*** Opening PROVIDED DATA ***

PR #953, opened 2016-11-16
Enable MultimediaViewer on bttestwiki for T1024

LegoFan4000:


LegoFan4000:
Was don't before #952

ImBoPhil:
I actually did it 4 minutes ago

PR #955, opened 2016-11-17
change logo (eternalconflictwiki) T1032

ImBoPhil:


LegoFan4000:
I have uploaded a new version of the file that is already set which makes this PR pointless.

PR #964, opened 2016-11-18
move InputBox to GlobalExtensions

ImBoPhil:


JohnFLewis:
Why have you change it from the recommended loading method to the old method?

LegoFan4000:
Redone in #965

PR #970, opened 2016-11-19
change possible extensions to wfLoad

ImBoPhil:
Checked for extension.json for all the extensions changed

PR #974, opened 2016-11-19
change possible extensions to wfLoad

ImBoPhil:
Redo per comment at #970

### DIFF
--- a/LocalExtensions.php
+++ b/LocalExtensions.php
@@ -57,9 +57,8 @@ if ( $wmgUseCategoryTree ) {
 }
 
 if ( $wmgUseCharInsert ) {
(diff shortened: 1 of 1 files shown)


LocalExtensions.php
```diff
@@ -354,7 +353,7 @@
 }
 
 if ( $wmgUseShortURL ) {
-	require_once( "$IP/extensions/UrlShortener/UrlShortener.php" );
+	wfLoadExtension ( 'ShortURL' );
```
Southparkfan: Should be UrlShortener

Southparkfan:
I prefer we don't do more than 5 extensions each commit. Can you only change the require_once -> wfLoadExtension for 5 extensions now?

PR #981, opened 2016-11-20
user rights and settings on wikijokewiki and wikiarchitecturewiki for T1045

LegoFan4000:


JohnFLewis:
wmgFlaggedRevsAutoReview should probably be set to true on default really.

PR #985, opened 2016-11-21
Remove redundant managewiki rights

LegoFan4000:


JohnFLewis:
Are they redundant?

LegoFan4000:
Since we are now using managewiki, the managewiki page has disappeared.

JohnFLewis:
But it's the same infra. The managewiki[-restricted] rights are still in use.

PR #992, opened 2016-11-22
remove Variables enable VE (wikipucwiki) T1051

ImBoPhil:
parsoid already done


LegoFan4000:
Does not matter which or is merged they were both done at the same time

PR #1013, opened 2016-11-26
enable MsUpload + assign founder permissions (wikicanadawiki) T1064

ImBoPhil:


Reception123:
@JohnFLewis @NDKilla Founder permission needs to be assigned to user.

JohnFLewis:
The group has no permissions.

Reception123:
@ImBoPhil Please add a 'read' permission for the founder group, so that it will work properly.

PR #1017, opened 2016-11-26
User Rights on wikicanadawiki for T1064

LegoFan4000:


Reception123:
As seen on line 3261, wgRevokePermissions doesn't work, therefore you need to do this in the overrides.

LegoFan4000:
Done although it seems to work on login wiki and testwiki

Reception123:
@LegoFan4000 As per what @JohnFLewis said in a previous commit, you need to add a "read" permission for the "banned" group as groups can't be assigned without permissions.

LegoFan4000:
Adding the read permission would defeat the purpose of this PR as we are revoking the read permission

Reception123:
@LegoFan4000 Yes, I did not realize that. Please assign another arbitrary permission then.

JohnFLewis:
Repealing read is not the same as revoking read.

This first commit was correct to me.

JohnFLewis:
Though you don't want to revoke read from *, you want to repeal that.

LocalSettings.php
```diff
@@ -4105,11 +4113,6 @@ function onClosedSiteNoticeAfter( &$siteNotice, $skin ) {
 	$wgGroupPermissions['sysop']['abusefilter-modify-restricted'] = false;
 }
 
-if ( $wgDBname == 'wikicanadawiki' ) {
-	$wgGroupPermissions['*']['read'] = false;
```
JohnFLewis: This was correct.

LocalSettings.php
```diff
@@ -3265,6 +3265,14 @@
 				'editmyoptions' => true,
 			),
 		),
+		'wikicanadawiki' => array(
+ 			'*' => array(
+ 				'read' => true,
+ 			),
+ 			'banned' => array(
+ 				'read' => true,
```
JohnFLewis: This is correct.

JohnFLewis:
Though I dont have shell right now so i prefer @Reception123 merging right now.

PR #1029, opened 2016-11-29
Revert "Read access for non-logged in users on wikicanadawiki per T1078" and whitelist some pages for T1078

LegoFan4000:


LocalSettings.php
```diff
@@ -4166,6 +4166,13 @@ function wfModifyMetaTags( OutputPage $out ) {
 	require_once( "$IP/extensions/OpenGraphMeta/OpenGraphMeta.php" );
 }
 
+if ( $wgDBname == 'wikicanadawiki' ) {		
+	$wgGroupPermissions['*']['read'] = false;	
+	$wgWhitelistRead = array(
+    "Main Page", "Special:UserLogin", "Special:UserLogout", "Special:PasswordReset", "MediaWiki:Common.css", "MediaWiki:Common.js"
```
Reception123: Why is Special:PasswordReset necessary if it's an anon account?

LegoFan4000:
It applies to the banned group as well

LocalSettings.php
JohnFLewis: If you need to reset your password, your not logged in.

PR #1035, opened 2016-11-30
Fix my mistake from earlier

LegoFan4000:


LocalSettings.php
```diff
@@ -3290,6 +3291,7 @@
 				'autopatrolled',
 				'rollback',
 				'bot',
+				'sysop',
```
NDKilla: the entire crat section is uneeded i think since crats already have this (and this array is just adding to existing permissions...)

LegoFan4000:
Moderator, autopatrolled, confirmed, bot are requested by DeltaQuad and somehow crats cannot add sysops.

Reception123:
@LegoFan4000 That makes no sense. The default MediaWiki configuration is that crats can add sysops, except if done in the overrides there is no way that crats can't add sysops

LegoFan4000:
According to Special:Version on wikicanada they can't

Reception123:
You mean https://wikicanada.miraheze.org/wiki/Special:ListGroupRights . I will check it out, but it shouldn't be happening, as I said by default crats should be able to add sysops on all wikis.

Reception123:
Issue was caused by the fact that the rollbacker permission was added as "rollback"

*** Closing PROVIDED DATA ***

TASK INSTRUCTIONS: What lines above hold the word "overrides"? List them all.

ANSWER SPACE:
As seen on line 3261, wgRevokePermissions doesn't work, therefore you need to do this in the overrides.
@LegoFan4000 That makes no sense. The default MediaWiki configuration is that crats can add sysops, except if done in the overrides there is no way that crats can't add sysops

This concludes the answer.